§ WHAT TO PRODUCE: What is needed here is every line of the records that includes "events".

§ Source data:
▼▼▼

PR #225, opened 2026-06-28
Publish init.js drop-in so unpkg.com/playhtml/init.js works

### LINKED ISSUE #222: Add init.js alias so unpkg.com/playhtml/init.js works as a drop-in
## Problem

The docs (and the natural user expectation) reference a drop-in script at `https://unpkg.com/playhtml/init.js`, but that file has **never been published**. The build emits `dist/init.es.js` (a 2-line module that imports `playhtml` and calls `init({})`), and the package `files`/`exports` only expose `dist/`. So the short URL 404s.

PR #220 worked around this by pointing the docs at the verbose `https://unpkg.com/playhtml/dist/init.es.js`. This issue is the proper fix: make the friendly short URL resolve.

## Goal

`https://unpkg.com/playhtml/init.js` should load and run `playhtml.init({})`, so the Path A drop-in in `getting-started.mdx` can use the short, memorable URL.

## Approach

unpkg resolves real files on disk in the published tarball (it does not consult bundler-style `exports` subpath maps for bare paths like `/playhtml/init.js`). So the fix needs an actual `init.js` file in the published package root, plus an `exports` entry for correctness when imported via a bundler.

Concretely:
1. Emit (or add) a root-level `init.js` in the published package that does the same thing as `dist/init.es.js` (`import { playhtml } from "./dist/playhtml.es.js"; playhtml.init({});`). Either change the vite build `fileName` to also output `init.js` at the publish root, or add a tiny committed `init.js` re-export and include it in `package.json` `files`.
2. Add `"./init.js": "./init.js"` (or `./dist/init.es.js`) to the `exports` map.
3. Add `init.js` to `package.json` `files` if it's a committed file.
4. Verify against a real unpkg URL after publish (the build hash path resolves) — `curl -sI https://unpkg.com/playhtml@<next-version>/init.js` should 200.

## Acceptance criteria

- [ ] `https://unpkg.com/playhtml/init.js` returns the init module (200, not 404) after the next release.
- [ ] Changeset added (`playhtml` patch).
- [ ] After release, optionally simplify `apps/docs/src/content/docs/getting-started.mdx` Path A back to `https://unpkg.com/playhtml/init.js` (and the two prose mentions).
- [ ] No regression to the existing `dist/init.es.js` path.

## Context

- Build config: `packages/playhtml/vite.config.ts` (the `fileName` fn emits `init.${format}.js` for the `init` entry).
- `packages/playhtml/package.json` `files` / `exports`.
- Discovered while auditing docs examples in PR #220.

spencerc99:
## Summary

`https://unpkg.com/playhtml/init.js` has never resolved (404) — the build only emits `dist/init.es.js`, and the package `files`/`exports` only exposed `dist/`. unpkg resolves real files in the published tarball for bare paths like `/playhtml/init.js`, so a real file must exist at the package root. This adds it.

Closes #222.

## What I did

- Added a committed `packages/playhtml/init.js` at the package root that imports the built bundle and boots playhtml with defaults:
  ```js
  import { playhtml } from "./dist/playhtml.es.js";
  playhtml.init({});
  ```
  (Includes the required 2-line `// ABOUTME:` header since it's hand-authored.)
- Added `"init.js"` to `package.json` `files` so it ships in the tarball.
- Added `"./init.js": "./init.js"` to the `exports` map so bundler imports of `playhtml/init.js` also resolve.
- Added a changeset (`playhtml` patch).

No change to `dist/init.es.js` — the existing verbose path still works.

## How I verified

- Built the package clean (`tsc && vite build` both pass; `dist/init.es.js` still emitted).
- `npm pack --dry-run` confirms `init.js` is in the published tarball:
  ```
  62B    dist/init.es.js
  16.6kB dist/main.d.ts
  372.4kB dist/playhtml.es.js
  2.1kB  dist/style.css
  238B   init.js
  1.6kB  package.json
  total files: 6
  ```
- Tests: `vitest run --no-typecheck` → **207 passed (24 files)**, no regressions.

## Docs

Per the issue, docs are intentionally unchanged in this PR. After release, `apps/docs/src/content/docs/getting-started.mdx` Path A (and the two prose mentions) can be simplified from `https://unpkg.com/playhtml/dist/init.es.js` back to the short `https://unpkg.com/playhtml/init.js`.


spencerc99:
## Code review

- **P1 [`packages/playhtml/package.json:5`](https://github.com/spencerc99/playhtml/blob/65fbbf4c610ddbe344b026d44fd14f4ec25b44c7/packages/playhtml/package.json#L5) rolls the package version backwards.** The PR head sets `playhtml` to `2.10.1`, while the base side of this diff is `2.11.0`. Because the release flow applies this changeset starting from the checked-in package version, merging this would produce a lower `playhtml` release line than current `main` instead of a patch on top of `2.11.0`. Restore the package version from current `main` before the changeset is applied.

spencerc99:
## Code review

- **P1 [`packages/playhtml/package.json:5`](https://github.com/spencerc99/playhtml/blob/8d85b19a16a69b1b7d0c5a366581c29b1bb61e93/packages/playhtml/package.json#L5) is still based on stale package metadata and would roll back current public package state during conflict resolution.** This head sets `playhtml` to `2.11.3` and its `files`/`exports` lists omit `leafEditor`, while current [`main`](https://github.com/spencerc99/playhtml/blob/8808748b11f5bb40e3a0c546ab38cadce5523264/packages/playhtml/package.json#L5) is `2.13.2` and publishes the `./leafEditor` entry point. Rebase or resolve the conflict by preserving current `main`'s version, files, and exports, then add only `init.js` plus its export.

PR #232, opened 2026-06-28
playhtml: avoid duplicate can-grow hover listeners

spencerc99:
## Summary
- register can-grow mouseenter and mouseleave handlers once per mounted element
- guard document key listener registration so repeated enter events do not stack handlers
- add a regression test for repeated can-grow hover events

## Verification
- red: `bun run test -- src/__tests__/main.basic.test.ts -t "does not add a mouseleave listener"` failed with two mouseleave listeners
- green: `bun run test -- src/__tests__/main.basic.test.ts -t "does not add a mouseleave listener"`
- `bun run test -- src/__tests__/main.basic.test.ts`
- `bun run build` in `packages/playhtml` after adding a local ignored node_modules symlink for worktree resolution; output includes the existing API Extractor TypeScript-version warning
- `git diff --check`

## Docs and starters
No docs or starter updates needed: this does not change can-grow API, attributes, classes, examples, or setup.


spencerc99:
## Code review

▲▲▲

§ REPLY:
- guard document key listener registration so repeated enter events do not stack handlers
- add a regression test for repeated can-grow hover events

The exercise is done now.